## Provided records
# # # # #

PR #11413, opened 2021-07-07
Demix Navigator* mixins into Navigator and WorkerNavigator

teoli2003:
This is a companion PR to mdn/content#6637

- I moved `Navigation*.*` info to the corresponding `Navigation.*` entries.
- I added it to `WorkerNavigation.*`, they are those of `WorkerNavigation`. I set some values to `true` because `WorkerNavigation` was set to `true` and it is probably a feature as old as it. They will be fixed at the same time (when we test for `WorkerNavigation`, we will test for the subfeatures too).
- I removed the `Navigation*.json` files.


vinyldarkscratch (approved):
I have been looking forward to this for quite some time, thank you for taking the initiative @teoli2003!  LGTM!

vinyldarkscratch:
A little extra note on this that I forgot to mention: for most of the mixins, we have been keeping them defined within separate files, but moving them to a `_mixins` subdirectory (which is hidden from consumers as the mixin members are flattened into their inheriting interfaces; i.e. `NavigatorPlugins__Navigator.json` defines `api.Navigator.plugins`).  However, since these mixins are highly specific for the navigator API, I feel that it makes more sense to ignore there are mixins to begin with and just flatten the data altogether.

# # # # #

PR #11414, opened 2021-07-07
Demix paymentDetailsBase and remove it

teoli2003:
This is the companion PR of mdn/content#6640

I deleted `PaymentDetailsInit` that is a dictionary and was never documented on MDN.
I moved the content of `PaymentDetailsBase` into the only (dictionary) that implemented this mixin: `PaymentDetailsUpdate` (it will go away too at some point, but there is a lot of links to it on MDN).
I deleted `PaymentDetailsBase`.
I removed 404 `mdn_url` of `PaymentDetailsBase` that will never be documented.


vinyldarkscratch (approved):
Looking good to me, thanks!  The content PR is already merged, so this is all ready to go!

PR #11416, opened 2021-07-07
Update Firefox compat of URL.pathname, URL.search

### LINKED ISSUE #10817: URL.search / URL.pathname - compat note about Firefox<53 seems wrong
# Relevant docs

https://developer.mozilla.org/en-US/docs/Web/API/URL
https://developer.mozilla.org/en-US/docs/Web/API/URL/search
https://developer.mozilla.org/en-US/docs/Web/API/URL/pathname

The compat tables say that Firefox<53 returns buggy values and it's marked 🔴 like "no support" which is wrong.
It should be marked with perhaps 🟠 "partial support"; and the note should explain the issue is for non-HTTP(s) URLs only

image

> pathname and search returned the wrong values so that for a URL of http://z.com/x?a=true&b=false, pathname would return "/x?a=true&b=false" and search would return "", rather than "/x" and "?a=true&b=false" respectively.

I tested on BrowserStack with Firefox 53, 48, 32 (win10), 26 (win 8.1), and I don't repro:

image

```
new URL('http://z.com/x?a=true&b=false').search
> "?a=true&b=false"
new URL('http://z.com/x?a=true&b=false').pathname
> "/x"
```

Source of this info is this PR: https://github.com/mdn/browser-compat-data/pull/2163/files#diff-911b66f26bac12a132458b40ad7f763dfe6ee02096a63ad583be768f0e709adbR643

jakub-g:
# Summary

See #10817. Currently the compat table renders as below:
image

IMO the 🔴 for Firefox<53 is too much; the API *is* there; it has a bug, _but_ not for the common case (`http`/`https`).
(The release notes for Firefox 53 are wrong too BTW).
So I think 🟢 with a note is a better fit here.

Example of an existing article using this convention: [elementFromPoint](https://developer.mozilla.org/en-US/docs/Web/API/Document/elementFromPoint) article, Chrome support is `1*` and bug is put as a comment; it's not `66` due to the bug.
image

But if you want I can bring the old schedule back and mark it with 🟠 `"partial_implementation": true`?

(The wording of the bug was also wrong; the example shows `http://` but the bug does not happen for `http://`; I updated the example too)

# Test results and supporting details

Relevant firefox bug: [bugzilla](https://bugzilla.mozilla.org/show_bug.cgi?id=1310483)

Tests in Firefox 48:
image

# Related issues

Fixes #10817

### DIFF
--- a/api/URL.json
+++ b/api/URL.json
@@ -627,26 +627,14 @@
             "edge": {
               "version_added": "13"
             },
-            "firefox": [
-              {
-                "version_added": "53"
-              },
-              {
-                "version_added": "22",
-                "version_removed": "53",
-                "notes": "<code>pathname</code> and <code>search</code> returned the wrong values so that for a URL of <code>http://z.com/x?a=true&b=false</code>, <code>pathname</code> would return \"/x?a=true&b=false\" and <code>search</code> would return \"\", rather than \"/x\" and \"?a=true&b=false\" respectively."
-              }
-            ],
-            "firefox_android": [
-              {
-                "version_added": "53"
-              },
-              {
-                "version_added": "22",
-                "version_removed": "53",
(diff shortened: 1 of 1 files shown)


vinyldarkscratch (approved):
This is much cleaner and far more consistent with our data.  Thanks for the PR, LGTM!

# # # # #

Among the records above, find the lines that contain "returned" and copy every one.

## Answer to the problem
> pathname and search returned the wrong values so that for a URL of http://z.com/x?a=true&b=false, pathname would return "/x?a=true&b=false" and search would return "", rather than "/x" and "?a=true&b=false" respectively.
-                "notes": "<code>pathname</code> and <code>search</code> returned the wrong values so that for a URL of <code>http://z.com/x?a=true&b=false</code>, <code>pathname</code> would return \"/x?a=true&b=false\" and <code>search</code> would return \"\", rather than \"/x\" and \"?a=true&b=false\" respectively."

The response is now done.